PR #257, opened 2025-05-14
Add "search" HTML element

theandrew168:
Hey there,

Thanks for this project! Super cool idea and I've been exploring using it to replace the standard `html/template` package in one of my Go projects.

One thing I noticed, however, is that the [search element](https://developer.mozilla.org/en-US/docs/Web/HTML/Reference/Elements/search) appears to be missing. This PR adds it (and updates the tests, as well).

Please let me know if I've missed anything or if any changes should be made.

Thanks again!

### DIFF
--- a/html/elements.go
+++ b/html/elements.go
@@ -256,6 +256,10 @@ func Script(children ...g.Node) g.Node {
 	return g.El("script", children...)
 }
 
+func Search(children ...g.Node) g.Node {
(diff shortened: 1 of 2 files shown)


markuswustenberg:
Hi @theandrew168, thank you for the kind words and your contribution!

I hadn't heard of the search element before. This project really keeps me up-to-date with the HTML spec. 😁

PR #262, opened 2025-06-26
Add `components.JoinAttrs`

### LINKED ISSUE #258: Investigate `class` attribute merging
I've thought about two options:

1. Have some kind of render hook that custom components can implement, and which I can check inside the `Render` function without breaking anything.
2. Wrapping the whole render process in some kind of buffered renderer that checks for duplicate `class` attributes and merges them.

markuswustenberg:
This adds `components.JoinAttrs`, a helper to join attribute values with a given name. Example:

```go
func myButton(children ...g.Node) g.Node {
	return Div(JoinAttrs("class", g.Group(children), Class("button")))
}

func myPrimaryButton(text string) g.Node {
	return myButton(Class("primary"), g.Text(text))
}

func ExampleJoinAttrs() {
	danceButton := myPrimaryButton("Dance")
	_ = danceButton.Render(os.Stdout)
	// Output: <div class="primary button">Dance</div>
}
```

Fixes #258

### DIFF
--- a/LLMs.md
+++ b/LLMs.md
@@ -1,0 +1,524 @@
+# gomponents: HTML Components in Pure Go - LLM Documentation
+
+## Overview
+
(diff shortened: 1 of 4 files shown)


markuswustenberg:
Ooh, thanks for noticing!

PR #266, opened 2025-09-02
Add MapWithIndex function and corresponding tests

MateoCaicedoW:
I use Gomponents in a couple of projects and within all of them I had to create this helper in order to get the index when iterating. So I think this is really helpful.

### DIFF
--- a/.github/workflows/ci.yml
+++ b/.github/workflows/ci.yml
@@ -27,10 +27,11 @@ jobs:
           - "1.22"
           - "1.23"
           - "1.24"
+          - "1.25"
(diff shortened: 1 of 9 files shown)


markuswustenberg:
Hi @MateoCaicedoW , thank you for contributing! 😊

Unfortunately, this is not something I want to add. See https://github.com/maragudk/gomponents?tab=readme-ov-file#id-like-to-add-feature-x-can-i-do-that .

Maybe you could use a collections library, like https://github.com/elliotchance/pie ?

PR #311, opened 2026-04-08
Optimize Text[f]

Hendrikto:
By making use of the new `raw` type, we can also simplify and optimize `Text[f]`, similar to the `Raw[f]` optimizations[0].

Before:
    
```
❯ go test . -bench=Text -benchmem
goos: linux
goarch: amd64
pkg: maragu.dev/gomponents
BenchmarkText/simple_text_element-32            32014112               41.18 ns/op           40 B/op          2 allocs/op
BenchmarkTextf/formatted_text_element-32        13197096               92.03 ns/op          112 B/op          4 allocs/op
PASS
ok      maragu.dev/gomponents   2.536s
```

After:

```
❯ go test . -bench=Text -benchmem
goos: linux
goarch: amd64
pkg: maragu.dev/gomponents
BenchmarkText/simple_text_element-32            32165613               39.41 ns/op           32 B/op          2 allocs/op
BenchmarkTextf/formatted_text_element-32        15473426               77.65 ns/op           64 B/op          3 allocs/op
PASS
ok      maragu.dev/gomponents   2.472s
```

[0]: https://github.com/maragudk/gomponents/pull/307

### DIFF
--- a/gomponents.go
+++ b/gomponents.go
@@ -308,26 +308,12 @@ func (a attrFunc) String() string {
 
 // Text creates a text DOM [Node] that Renders the escaped string t.
 func Text(t string) Node {
-	return NodeFunc(func(w io.Writer) error {
-		if w, ok := w.(io.StringWriter); ok {
-			_, err := w.WriteString(template.HTMLEscapeString(t))
-			return err
-		}
-		_, err := w.Write([]byte(template.HTMLEscapeString(t)))
-		return err
-	})
+	return raw(template.HTMLEscapeString(t))
 }
 
 // Textf creates a text DOM [Node] that Renders the interpolated and escaped string format.
 func Textf(format string, a ...interface{}) Node {
-	return NodeFunc(func(w io.Writer) error {
-		if w, ok := w.(io.StringWriter); ok {
-			_, err := w.WriteString(template.HTMLEscapeString(fmt.Sprintf(format, a...)))
-			return err
-		}
-		_, err := w.Write([]byte(template.HTMLEscapeString(fmt.Sprintf(format, a...))))
-		return err
-	})
+	return raw(template.HTMLEscapeString(fmt.Sprintf(format, a...)))
 }
 
 // Compile-time check that [raw] implements [fmt.Stringer] and [Node].
--- a/gomponents.go
+++ b/gomponents.go
@@ -316,10 +316,11 @@ func Textf(format string, a ...interface{}) Node {
 	return raw(template.HTMLEscapeString(fmt.Sprintf(format, a...)))
 }
 
-// Compile-time check that [raw] implements [fmt.Stringer] and [Node].
+// Compile-time check that [raw] implements [fmt.Stringer], [Node], and [nodeTypeDescriber].
 var _ interface {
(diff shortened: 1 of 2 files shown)


gomponents.go
```diff
@@ -308,26 +308,12 @@ func (a attrFunc) String() string {
 
 // Text creates a text DOM [Node] that Renders the escaped string t.
 func Text(t string) Node {
-	return NodeFunc(func(w io.Writer) error {
```
markuswustenberg, line 311: Something I didn't think about before is that this is actually also a breaking change, since `NodeFunc` is public, and type assertions like `Text("").(NodeFunc)` will now fail. I really don't see why anyone would do that though, so I think that's an acceptable risk. We're on the edge of compatibility. :-) So just a comment, nothing to do about this.

gomponents.go
markuswustenberg, line 322: Maybe it should also satisfy `nodeTypeDescriber` like `NodeFunc` did? Just for completeness, although it's functionally the same.

markuswustenberg (approved):
Excellent, thank you again!

gomponents.go
Hendrikto: This is something I did consider, and I think this is fine, because all of the return types have always been just `g.Node`. Relying on them being anything other than that, like with an unconditional type assertion, was always relying on internal details that were never promised by the API.

It is conceivable somebody might have done something like that, although I do not see a reason why, but that was always bad practice and fragile.

gomponents.go
Hendrikto: The explicitly documented default `NodeType` is `ElementType`, so it is not necessary, as you said yourself. However, I also do not see big drawbacks. Implementing `nodeTypeDescriber` is a bit more code that does not really have any effect, but it is also a little more explicit than relying on the default :shrug: I am not strongly leaning either way, I think both are roughly equivalent.

Were you just thinking out loud, or should I take action?

gomponents.go
markuswustenberg: Yeah, agreed.

gomponents.go
markuswustenberg: I think we should implement it for completeness here. That's another _technically_ a breaking change that probably no-one relies on, but if we can avoid those easily, I think we should. :-)

Hendrikto: done

markuswustenberg:
Nice, thank you again for your work!

Anything else in your pipeline? 😁

Hendrikto:
> Anything else in your pipeline? 😁

Yes, I do have a few more ideas. I think it is possible to optimize more things, although I will have to get some client work done first 😅

I will get back to you in a few days.

markuswustenberg:
What?! I fully expected you to work on this full time now. 😁

Take all the time you need of course. Looking forward to seeing what you've got.

Hendrikto:
> What?! I fully expected you to work on this full time now. 😁

I am open to that possibility. I just need to figure something out regarding paying my bills first :laughing:

markuswustenberg:
> I am open to that possibility. I just need to figure something out regarding paying my bills first 😆

Oh yeah, money. I've heard about that.

PR #321, opened 2026-04-14
Add missing track element

Hendrikto:
I noticed that the [`track` element](https://www.w3.org/TR/2011/WD-html-markup-20110113/track.html) is missing. It is already listed in `isVoidElement`, but not actually implemented itself.

### DIFF
--- a/html/elements.go
+++ b/html/elements.go
@@ -469,3 +469,7 @@ func Var(children ...g.Node) g.Node {
 func Video(children ...g.Node) g.Node {
 	return g.El("video", g.Group(children))
 }
+
+func Track(children ...g.Node) g.Node {
+	return g.El("track", children...)
+}
--- a/html/elements_test.go
+++ b/html/elements_test.go
@@ -157,6 +157,7 @@ func TestSimpleVoidKindElements(t *testing.T) {
 		{Name: "param", Func: Param},
 		{Name: "source", Func: Source},
 		{Name: "wbr", Func: Wbr},
+		{Name: "track", Func: Track},
 	}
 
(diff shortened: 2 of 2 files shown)


Hendrikto:
I also noticed that from the other elements listed in `isVoidElement`, [`command`](https://www.w3.org/TR/2011/WD-html-markup-20110113/command.html) and [`keygen`](https://www.w3.org/TR/2011/WD-html-markup-20110113/keygen.html) are not implemented either. I do not think they should be, as both are deprecated[0] [1], but we could remove them from the `isVoidElement` check to improve efficiency.

[0]: https://udn.realityripple.com/docs/Web/HTML/Element/keygen
[1]: https://udn.realityripple.com/docs/Web/HTML/Element/command

markuswustenberg:
> I also noticed that from the other elements listed in `isVoidElement`, [`command`](https://www.w3.org/TR/2011/WD-html-markup-20110113/command.html) and [`keygen`](https://www.w3.org/TR/2011/WD-html-markup-20110113/keygen.html) are not implemented either. I do not think they should be, as both are deprecated[0](https://udn.realityripple.com/docs/Web/HTML/Element/keygen) [1](https://udn.realityripple.com/docs/Web/HTML/Element/command), but we could remove them from the `isVoidElement` check to improve efficiency.

I think it makes sense to keep them there because people can still use the `El` function to create elements, and they should still be handled correctly as void elements, even though they're deprecated.

Hendrikto:
> I think it makes sense to keep them there because people can still use the `El` function to create elements

You are right, I did not fully think it through.

PR #322, opened 2026-04-20
Use io.WriteString

Hendrikto:
The code can be simplified by using `io.WriteString`.

### DIFF
--- a/gomponents.go
+++ b/gomponents.go
@@ -88,31 +88,21 @@ var (
 // Use this if no convenience creator exists in the html package.
 func El(name string, children ...Node) Node {
 	return NodeFunc(func(w io.Writer) error {
-		var err error
-
-		sw, ok := w.(io.StringWriter)
-
-		if _, err = w.Write(lt); err != nil {
+		if _, err := w.Write(lt); err != nil {
 			return err
 		}
 
-		if ok {
-			if _, err = sw.WriteString(name); err != nil {
-				return err
-			}
-		} else {
-			if _, err = w.Write([]byte(name)); err != nil {
-				return err
-			}
+		if _, err := io.WriteString(w, name); err != nil {
+			return err
 		}
 
 		for _, c := range children {
-			if err = renderChild(w, c, AttributeType); err != nil {
+			if err := renderChild(w, c, AttributeType); err != nil {
 				return err
 			}
 		}
 
-		if _, err = w.Write(gt); err != nil {
+		if _, err := w.Write(gt); err != nil {
 			return err
 		}
 
@@ -121,26 +111,20 @@ func El(name string, children ...Node) Node {
 		}
 
 		for _, c := range children {
-			if err = renderChild(w, c, ElementType); err != nil {
+			if err := renderChild(w, c, ElementType); err != nil {
 				return err
 			}
 		}
 
-		if _, err = w.Write(ltSlash); err != nil {
+		if _, err := w.Write(ltSlash); err != nil {
 			return err
 		}
 
-		if ok {
-			if _, err = sw.WriteString(name); err != nil {
-				return err
-			}
-		} else {
-			if _, err = w.Write([]byte(name)); err != nil {
-				return err
-			}
+		if _, err := io.WriteString(w, name); err != nil {
+			return err
 		}
 
-		if _, err = w.Write(gt); err != nil {
+		if _, err := w.Write(gt); err != nil {
 			return err
 		}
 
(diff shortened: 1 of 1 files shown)


Hendrikto:
I am not sure about [`El`](https://github.com/Hendrikto/gomponents/blob/io.WriteString/gomponents.go#L89) and [`valueAttr`](https://github.com/Hendrikto/gomponents/blob/io.WriteString/gomponents.go#L233). We could also use `io.StringWriter` there, simplifying the code, but then the type assertion `w.(io.StringWriter)` would happen twice. This probably does not make a performance difference in practice, so it might be worth it for the easier to read code. Let me know what you think.

markuswustenberg:
I actually don't remember why I did it this way, but note that with this change, the interface satisfaction check happens on each write. Not sure if that has any implications in practice. Have you measured?

Hendrikto:
> the interface satisfaction check happens on each write

If I understand you correctly, this is exactly what I referred to here:

> We could also use io.StringWriter [for [El](https://github.com/Hendrikto/gomponents/blob/io.WriteString/gomponents.go#L89) and [valueAttr](https://github.com/Hendrikto/gomponents/blob/io.WriteString/gomponents.go#L233)], […] but then the type assertion `w.(io.StringWriter)` would happen twice.

That is why I limited the changes to places where there is only a single write, and did not touch `El` and `valueAttr` for now, so the semantics are fully compatible.

> Not sure if that has any implications in practice. Have you measured?

I measured the current commit with only single write cases, and there is no difference at all. This is expected, as the semantics are exactly the same.

I did not yet measure the multiple write cases that are not currently included in this PR. If you agree with the changes in principle, I can measure that too.

markuswustenberg:
> > the interface satisfaction check happens on each write
> 
> If I understand you correctly, this is exactly what I referred to here:
> 
> > We could also use io.StringWriter [for [El](https://github.com/Hendrikto/gomponents/blob/io.WriteString/gomponents.go#L89) and [valueAttr](https://github.com/Hendrikto/gomponents/blob/io.WriteString/gomponents.go#L233)], […] but then the type assertion `w.(io.StringWriter)` would happen twice.
> 
> That is why I limited the changes to places where there is only a single write, and did not touch `El` and `valueAttr` for now, so the semantics are fully compatible.

Ah, right, of course. Honestly, I cannot imagine that it would have any performance impact in practice. Compared to I/O and memory stuff, checking interfaces must be pretty far down that list.

> > Not sure if that has any implications in practice. Have you measured?
> 
> I measured the current commit with only single write cases, and there is no difference at all. This is expected, as the semantics are exactly the same.
> 
> I did not yet measure the multiple write cases that are not currently included in this PR. If you agree with the changes in principle, I can measure that too.

Let's just include them in this PR, makes the code simpler.

Hendrikto:
> Let's just include them in this PR, makes the code simpler.

Okay, I did include the multi-write cases as well. As we expected, it does not make a measurable performance difference either way. The results are all within margin of error:

Before:
    
```
goos: linux
goarch: amd64
pkg: maragu.dev/gomponents
BenchmarkAttr/boolean_attributes-32             44900137               28.63 ns/op           32 B/op          2 allocs/op
BenchmarkAttr/name-value_attributes-32          17749360               68.05 ns/op           72 B/op          3 allocs/op
BenchmarkEl/normal_elements-32                  19974408               59.38 ns/op           72 B/op          3 allocs/op
BenchmarkRaw/raw_element-32                     64644760               17.17 ns/op           24 B/op          1 allocs/op
BenchmarkRawf/formatted_raw_element-32          18530452               61.89 ns/op           64 B/op          3 allocs/op
BenchmarkText/simple_text_element-32            29606492               39.96 ns/op           32 B/op          2 allocs/op
BenchmarkTextf/formatted_text_element-32        15062982               79.14 ns/op           64 B/op          3 allocs/op

BenchmarkRealisticPage/construct_and_render-32             7206    145050 ns/op  342092 B/op       3068 allocs/op
BenchmarkRealisticPage/render_pre-built_tree-32           13208     90683 ns/op  213120 B/op         39 allocs/op
```

After

```
goos: linux
goarch: amd64
pkg: maragu.dev/gomponents
BenchmarkAttr/boolean_attributes-32             46899280               28.31 ns/op           32 B/op          2 allocs/op
BenchmarkAttr/name-value_attributes-32          16446249               69.27 ns/op           72 B/op          3 allocs/op
BenchmarkEl/normal_elements-32                  19708002               60.78 ns/op           72 B/op          3 allocs/op
BenchmarkRaw/raw_element-32                     67244452               17.33 ns/op           24 B/op          1 allocs/op
BenchmarkRawf/formatted_raw_element-32          19076622               62.39 ns/op           64 B/op          3 allocs/op
BenchmarkText/simple_text_element-32            31093843               39.89 ns/op           32 B/op          2 allocs/op
BenchmarkTextf/formatted_text_element-32        15574497               79.21 ns/op           64 B/op          3 allocs/op

BenchmarkRealisticPage/construct_and_render-32             8074    154903 ns/op  342085 B/op       3068 allocs/op
BenchmarkRealisticPage/render_pre-built_tree-32           13353     89538 ns/op  213120 B/op         39 allocs/op
```

markuswustenberg:
Excellent, thank you. Okay to merge?

Hendrikto:
> Okay to merge?

I think so. All tests are passing.

markuswustenberg:
Thanks again! 😊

◇ ◇ ◇ ◇ ◇

Lines holding the word "paying" are the answer; copy every one from the records above.

▸ **Solution for this exercise**
I am open to that possibility. I just need to figure something out regarding paying my bills first :laughing:
> I am open to that possibility. I just need to figure something out regarding paying my bills first 😆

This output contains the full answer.